Issue #544, opened 2026-08-04
[Feature] add /Position to virtual acload


dirkjanfaber:
In order to set the position of an AC load, the `/Position` path needs to be added. 

Also check the regular nodes to see if that has support for reading (and setting) the position.

See https://github.com/victronenergy/venus/wiki/dbus#grid-and-acload-and-genset-meter

PR #545, opened 2026-08-04
Add /Position, /PhaseSetting to virtual AC-load-style devices (#544)

dirkjanfaber:
Adds `/Position` (0=AC output, 1=AC input) to the virtual AC load device and the regular acload node, configurable from the edit dialog. Also adds `/PhaseSetting` for single-phase configs, so `/Ac/L[X]/*` reflects the phase the load is actually wired to instead of always defaulting to L1, plus /IsGenericEnergyMeter=1 to match real driver behavior (e.g. dbus-shelly).

The same `Position/PhaseSetting` support is extended to the energy meter device type's acload/evcharger/heatpump roles for consistency.

### DIFF
--- a/resources/victron-virtual-functions.js
+++ b/resources/victron-virtual-functions.js
@@ -1842,6 +1842,9 @@
 	  $('#battery-voltage-custom-label').toggle(preset === 'custom');
 	}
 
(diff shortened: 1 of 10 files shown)


Chris927 (approved):
Looking good, did some manual testing which went well.

As discussed with @dirkjanfaber offline, strangely my `npm run test:unit` fails, even though it works for him. I'm still accepting, as CI pipeline would block if they fail there.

=======

Exercise aim: The required output is the exact run of lines from the beginning of the listing above to the line that contains "behavior (e.g. dbus-shelly).", inclusive of both.

Response to the task:
Issue #544, opened 2026-08-04
[Feature] add /Position to virtual acload


dirkjanfaber:
In order to set the position of an AC load, the `/Position` path needs to be added. 

Also check the regular nodes to see if that has support for reading (and setting) the position.

See https://github.com/victronenergy/venus/wiki/dbus#grid-and-acload-and-genset-meter

PR #545, opened 2026-08-04
Add /Position, /PhaseSetting to virtual AC-load-style devices (#544)

dirkjanfaber:
Adds `/Position` (0=AC output, 1=AC input) to the virtual AC load device and the regular acload node, configurable from the edit dialog. Also adds `/PhaseSetting` for single-phase configs, so `/Ac/L[X]/*` reflects the phase the load is actually wired to instead of always defaulting to L1, plus /IsGenericEnergyMeter=1 to match real driver behavior (e.g. dbus-shelly).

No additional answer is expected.